Entre las oradoras estuvo Cynthia Hughes, que ayuda a organizar un grupo de apoyo y a financiar la defensa legal de los acusados de los disturbios del Capitolio.

Su sobrino, Tim Cusanelli, fue condenado en mayo por gritar “avancen” antes de que él y una turba de personas entraran en el edificio del Capitolio de Estados Unidos el 6 de enero.

El reservista del Ejército tenía opiniones nazis, un bigote al estilo de Hitler y una vez afirmó que el genocida fascista alemán “debería haber terminado su trabajo”, según los agentes de la ley que entrevistaron a los compañeros del exmilitar de la Marina.

Cusanelli lo ha negado.

Antes de su juicio, su abogado alegó que las pruebas de tales opiniones eran “de naturaleza altamente prejuiciosa sin valor sustantivo”.
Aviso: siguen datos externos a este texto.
Issue #103, opened 2017-08-31
Switch Prev/Next buttons and file issue placement


adammichaelwood:
Would be better if page nav buttons were above the file an issue.

![screen shot 2017-08-31 at 12 12 52 pm](https://user-images.githubusercontent.com/1776241/29940977-be8f386c-8e45-11e7-9e03-176655b2e19b.png)

troublemagnet:
I'd like to work on it.

adammichaelwood:
Cool. You may want to coordinate with @mish24 working on #104 since that will likely touch the same template files. (It may not, actually - you'll have to dig in a bit.)

I think IDEALLY, text of the "file issue" notice would be pulled out of rst_epilog and put into a conf.py variable, which can then be sucked into the Jinja template directly. We probably want to style it nice to make it clear it isn't a part of the document.

adammichaelwood:
(Also, see my note on #104 about how to work with template files.)

adammichaelwood:
Closed via #130

mish24:
@adammichaelwood Can you close this?

adammichaelwood:
Oh - I meant to. My mistake.

PR #124, opened 2017-09-10
Swaps the navigation buttons with the "file an issue" notice.

troublemagnet:
swapped
The above screenshot reflects the change. The issue has been placed after the horizontal rule so that it doesn't appear to be the part of the document and not styled as the copyright text so that it doesn't look like the footer either.
Closes https://github.com/opendatakit/docs/issues/103 .


adammichaelwood:
Thank you for working on this!

The visual result is exactly what we want, but there's a couple problems now.

 - This conflicts with the recent PR #122 by @mish24, since it does not include those changes for displaying the title in the next/prev buttons. You need to pull in those changes. 
     - This will probably cause a merge conflict on your end, which you will need to resolve.
 
 - You have put the text of the "File an issue" notice into the template file. This violates basic web design principles. Please put the text and link targets into new variables in `conf.py` and pull them into the template.

PR #126, opened 2017-09-10
[WIP] Documenting the usage of QR codes

mish24:
screenshot from 2017-09-10 12-05-46

This is just a basic skeleton of the page that'll have the information. There are several issues like:
1. Representing `Import/Export settings` using :guilabel: tag.
2. There are no screenshots, and the ones I got from https://opendatakit.org/2017/06/configure-collect-on-many-devices-with-qr-codes/ have a very different resolution.
3. The names and titles need to be shortened.

More understanding of generating QR codes through a program (I don't know how that is done). @adammichaelwood A little help for that?

### DIFF
--- a/index.rst
+++ b/index.rst
@@ -42,6 +42,7 @@ For a complete list of our projects, check out `Open Data Kit on Github <https:/
   collect-install
   collect-settings
   collect-forms
+  qr-codes
   
 .. toctree::
   :hidden:
--- a/qr-codes.rst
+++ b/qr-codes.rst
@@ -1,0 +1,61 @@
+***********************************************
+Configure Collect on many devices with QR codes
+***********************************************
+
+This document lists the ways in which QR codes can be used to configure same settings across many devices.
+
+.. _using-qr-codes-through-app:
+
+Using QR codes through the app
+==============================
+
+This section will cover the steps required to set up and use QR codes through the app itself.
+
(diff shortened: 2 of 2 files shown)


adammichaelwood:
this is the right direction. You'll need to provide a complete JSON example.
(You could get a real, live example by generating a QR code in app and then decoding and decompressing it. Be sure to notice, though, that default settings are omited - so you might not get a complete list of settings from a live install)

adammichaelwood:
Do you mean in the app or from a separate program?

mish24:
@adammichaelwood I just got it! I will update this PR soon. I'm really sorry for taking so long

mish24:
@adammichaelwood I am still on this, just that android studio and emulator take a lot of space and it's really really slow. Can I add the rest of the changes as of now? I'll add JSON example once I get it

adammichaelwood:
> emulator take a lot of space and it's really really slow. 

Yes. The docs even say so. :)

The PR isn't that helpful without the JSON format, so we can just hold it.
But it isn't urgent. If you come back around to this in a few days, that will be just fine.

adammichaelwood:
I mean -- you can whatever commits. But I'm not going to merge the PR until is complete.

mish24:
@adammichaelwood I am closing this PR due to conflicts. I'll open a new PR

PR #130, opened 2017-09-10
Swaps the navigate buttons with the file an issue notice.

troublemagnet:
swap

Please find the attached screenshot which reflects the changes. I didn't put the links and text in a single variable though because for some reason the linking wasn't working. However now the links and texts are stored in the conf.py.

### DIFF
--- a/_static/css/custom.css
+++ b/_static/css/custom.css
@@ -47,3 +47,10 @@ caption .headerlink::after {
 .gesture {
     font-style: italics;
 }
+
+.footerText {
+    color: black;
+    font-family: Georgia,'Times New Roman',serif;
+    font-size: 16px;
+    font-weight: 300;
+}
--- a/_templates/footer.html
+++ b/_templates/footer.html
@@ -11,6 +11,8 @@
   {% endif %}
 
   <hr/>
+  <p class="footerText"> {{ prevar1 }} <a href="{{ link1 }}"> {{ hyper1 }} </a> </p>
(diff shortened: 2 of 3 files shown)


adammichaelwood:
Thank you for working on this. 

I'm not sure how I feel about the solution you found for dealing with the markup not rendering properly out of conf.py. Did you research other solutions? IS this a common problem? I'm thinking about accepting this, but I need to think on it more.

In the mean time -- Please remove the `style` stuff from the HTML. Add a class to the entire section and style it in one go in `/_static/css/custom.css`

troublemagnet:
Sir from what I could understand, I guess the reStructuredText can only be a part of certain variables. The variables that we define can't have reStructured text. However I shall research more and also fix the styling.

adammichaelwood:
I know rst can't be in the variables. Does plain html markup work?
The current solution creates a weird, tight coupling between the template and `conf.py`, which is not a good practice.

If you fix the inline style problem, I'll pull in the PR and come back and deal with the markup in another issue.

troublemagnet:
I fixed the inline style problem, and I'll try and research about the markup problem.

adammichaelwood:
In the future, if a PR is intended to close an issue, please add "Closes #x" (x = issue number) in the first PR comment. Then the issue will auto-close when the PR is merged.

Please open a new issue to deal with the markup stuff. It is not urgent, but I don't want to forget about it.

troublemagnet:
Really sorry sir. I usually put it the closes label, I forgot this time. And yes about the markup I'll open an issue.

adammichaelwood:
>  I forgot this time
No problem.

> about the markup I'll open an issue.
Thanks

> sir
You are awesome and polite and that is amazing.
You do not need to call me sir. :)

Issue #96, opened 2017-08-29
Line Edits


adammichaelwood:
This could be a perpetual issue, never closed.

Typos sneak in, and branch-based editing makes it inconvenient to go chasing them every time you notice them. So...

IF you are:

 - between issues
 - a little too sleepy in the afternoon to think about high-level stuff
 - a new comer looking for something to do

Start a line-edit branch, fix some typos, and submit a small PR.

## Guidelines for line-edit PRs

 - Typos and basic fixes only; don't rewrite or move sections (You *can* rewrite or move sections, but that needs to be done in individual Issue-Discussion-PR cycles.)
    - Spelling
    - Punctuation
    - Basic grammar
    - Markup corrections
    - Fix links (external and cross references)
 - If your aren't sure, err on the side of not changing something
    - If something needs long task-oriented discussion, file an issue
    - If you need quick clarity on some point of confusion, use the docs-code channel on the [ODK Slack](https://opendatakit.slack.com)
 - Run the build to make sure you didn't introduce errors
 - Don't use line edits to pursue personal grammar pet peeves
 - PR a single document at a time
 - line-edit PRs don't need a long description; the edits should speak for themselves
 - reference this issue number in your PR message, but don't say that it "closes" the issue

mish24:
@adammichaelwood Shall I work on this?

adammichaelwood:
Everyone can work on line edits at any time.
(Don't use the "Closes" syntax in your commit messages.)

nadaa:
Hi,
How can I start with this?
Thanks

adammichaelwood:
@nadaa 

Read the contributor's guide. That provides instruction for setting up your local environment and getting started. Then just pick a file that has spelling or punctuation errors and fix them.

If you need help getting your tooling and authoring environment set up, talk to us on the [developer slack](https://opendatakit.slack.com/), in the #docs-code channel.

nadaa:
Thank you @adammichaelwood.
I am following the contribution guide.  I use windows  (Cygwin) to setup the authoring tools, and I noticed there are no enough instructions in the guide. I will prepare a short doc to describe my approach.

Regards

adammichaelwood:
> I use windows (Cygwin) to setup the authoring tools, and I noticed there are no enough instructions in the guide. 

Yes. We need more details on the Windows experience. Most of us are Mac or Linux people, but we would like to encourage Windows users to contribute.

> I will prepare a short doc to describe my approach.

[...]

PR #135, opened 2017-09-11
Line edits for contributing.rst 

tanvibhakta:
This is with reference to Issue No. #96

These are a bunch of quick fixes to minor issues I found while reading contributions.rst. I figured that this was as good a place to start as any. 

Proposals: I would like to add a line talking about the variant of English used throughout the docs. I would also like to add some missing points in the "submit a PR" section wrt getting changes from upstream.

### DIFF
--- a/contributing.rst
+++ b/contributing.rst
@@ -221,7 +221,7 @@ You can install the SDK Platform tools (including :command:`adb`) as a `standalo
 
 .. _docs-workflow-setup:
 
-Get Ready to Work
+Getting Ready to Work
 -----------------------
 
 .. _fork-the-docs:
@@ -621,7 +621,7 @@ In order to facilitate efficient :ref:`cross-referencing`, sections should be la
 
 The section label is a sluggified version of the section title.
 
-Section titles must be unique throughout the entire documentation set. Therefore, if you write a common title that might appear in more than one document (*Learn More* or *Get Started*, for example), you'll need to include additional words to make the label unique. The best way to do this is to add a meaningful work from the document title.
+Section titles must be unique throughout the entire documentation set. Therefore, if you write a common title that might appear in more than one document (*Learn More* or *Getting Started*, for example), you'll need to include additional words to make the label unique. The best way to do this is to add a meaningful work from the document title.
 
 .. code-block:: rest
 
@@ -1169,7 +1169,7 @@ Image File Names
 Image file names should:
 
 - be short yet descriptive
-- contain only lower case charecters
+- contain only lower case characters
 - have no spaces
 - use hyphens as the separator
 
--- a/contributing.rst
+++ b/contributing.rst
@@ -102,7 +102,7 @@ Check to see if you have virtualenv installed:
 
   $ virtualenv
 
-If you get a help message with information about commands, you have it. If you don't have it, you'll get a ``command not found`` message. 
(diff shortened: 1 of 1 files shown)


contributing.rst
```diff
@@ -221,7 +221,7 @@ You can install the SDK Platform tools (including :command:`adb`) as a `standalo
 
 .. _docs-workflow-setup:
 
-Getting Ready to Work
+Get Ready to Work
```
adammichaelwood: This is an editorial change, not a typo fix. 
Please revert. 

(We should have a discussion about gerunds in titles separately.)

contributing.rst
```diff
@@ -619,9 +619,9 @@ In order to facilitate efficient :ref:`cross-referencing`, sections should be la
 
   Lorem ipsum content of section blah blah.
 
-The section label should usually be a sluggified version of the section title.
+The section label is a sluggified version of the section title.
```
adammichaelwood: But it isn't always.

contributing.rst
```diff
@@ -1166,12 +1166,12 @@ Image File Names
...
 
-Image file names should be:
+Image file names should:
 
-- as short as possible while still being descriptive
-- all lower case
-- no spaces
-- hyphen separators
+- be short yet descriptive
+- contain only lower case charecters
```
adammichaelwood: characters

contributing.rst
```diff
@@ -632,7 +632,7 @@ Section titles must be unique throughout the entire documentation set. Therefore
 
   .. _aggregate-getting-started:
 
-  Getting Started
+  Get Started
```
adammichaelwood: Editorial, not typographical.

contributing.rst
```diff
@@ -619,9 +619,9 @@ In order to facilitate efficient :ref:`cross-referencing`, sections should be la
 
   Lorem ipsum content of section blah blah.
 
-The section label should usually be a sluggified version of the section title.
+The section label is a sluggified version of the section title.
 
-Section titles must be unique throughout the entire documentation set. Therefore, if you write a common title that might appear in more than one document (*Learn More* or *Getting Started*, for example), you'll need to include additional words to make the label unique. The best way to do this is to add a meaningful work from the document title.
+Section titles must be unique throughout the entire documentation set. Therefore, if you write a common title that might appear in more than one document (*Learn More* or *Get Started*, for example), you'll need to include additional words to make the label unique. The best way to do this is to add a meaningful work from the document title.
```
adammichaelwood: Editorial.

contributing.rst
tanvibhakta: If there isn't a reason it shouldn't be then shouldn't we push the narrative that it is? Otherwise it might just creates confusion in the mind of the reader - or at least that was my thinking.

adammichaelwood: I see your point. But here's my thinking:

 - I don't want someone coming through and "helping" by doing line edits to correct existing section labels.
 - Sometimes you want a short, clear label but it makes sense to have a longer, descriptive, human-readable title.
 - Sometimes you change the human readable title. But the label should typically not be changed, as it might have cross references.

You might be right about this, though. 
But a line edit isn't the place to have this discussion.

Add a note to the Style Guide issue, that this is something we should hash out. In the mean time, leave this instruction in place.

tanvibhakta: Thank you for your detailed reply. I will do as you suggested and add these points as a comment to the Style Guide issue.

Issue #285, opened 2024-12-04
More painful than necessary to get started


dhbradshaw:
Here was my experience this morning experimenting with butane.

1. Read the book, which pointed to version 6.
2. Read crates, which has 6.0 showing with an error and 6.1 preferred but 7 out.
3. Added version 7 to cargo and tried following the examples in the github repo.
4. Found that the example code failed with the published version 7 and tinkered around without success to get it succeeding.
5. Switched examples to the get started without async example.
6. Looked for version branches or links where I could conveniently get working, stable examples.
7. Guessed after failing to find any that while butane looks like exactly what I want it's not yet aimed at supporting external use.

I think all I was looking for was a published version for which I could easily find working examples with stable, published dependencies.

Electron100:
Thank you for the feedback. I'm fixing your first point in #285. 

The remaining difficulty you had may stem from using the published `0.7` crate but looking at the examples from latest `master`. To see the code corresponding to the `0.7` release, you can check out to the `0.7` tag in git (https://github.com/Electron100/butane/releases/tag/0.7) 
The current head of `master` has some significant revisions for the upcoming `0.8` release which makes some breaking changes in order to add optional async support.

That said, if you're interested in sharing more about the specific errors you encountered, I'm certainly happy to see what I can improve.

jayvdb:
@dhbradshaw , it would great if you could re-try with v0.8 and report back any issues you faced.

PR #286, opened 2024-12-08
Fix crate version in getting_started.md

Electron100:
Getting started guide refers to version `0.6`, but `0.7` is live on crates.io
Pointed out in #285


jayvdb:
if you rebase, CI should be green

jayvdb (approved):

Electron100:
Getting started guide refers to version 0.6, but 0.7 is live on crates.io
Pointed out in https://github.com/Electron100/butane/issues/285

La otra oradora, Geri Perna, es la tía de Matt Perna, un alborotador del 6 de enero que se suicidó en febrero mientras esperaba la sentencia, después de declararse culpable de los cargos de manipulación de testigos, conducta desordenada y dos cargos de ingreso en un edificio o recinto restringido.

Las autoridades dicen que Perna, un seguidor del movimiento QAnon, golpeó las ventanas del Capitolio con un poste de metal y entró en el edificio del Capitolio junto con una multitud de alborotadores.

“No cometió ningún acto de violencia”, dijo su tía a la multitud en Wilkes-Barre, Pensilvania. “Antes del 6 de enero ni siquiera había tenido una multa de estacionamiento”.

Los cargos contra Matt Perna “lo llevaron de ser un hombre de negocios activo, pujante y exitoso a alguien que tenía miedo de salir de su casa”, continuó Geri Perna.

Las polémicas afirmaciones continuaron durante el propio discurso de Trump, en el que arremetió contra el FBI por investigarlo por el mal manejo de documentos de alto secreto de la Casa Blanca y por llevárselos a su propiedad de Mar-a-Lago, en Florida.

“El FBI y el Departamento de Justicia se han convertido en monstruos viciosos, controlados por canallas de la izquierda radical, abogados y medios de comunicación, que les dicen lo que tienen que hacer”, dijo Trump.

Calificó el registro de su casa, que ha sacado a la luz un conjunto de documentos de seguridad nacional mal protegidos, como “uno de los abusos de poder más escandalosos de cualquier administración en la historia de Estados Unidos”.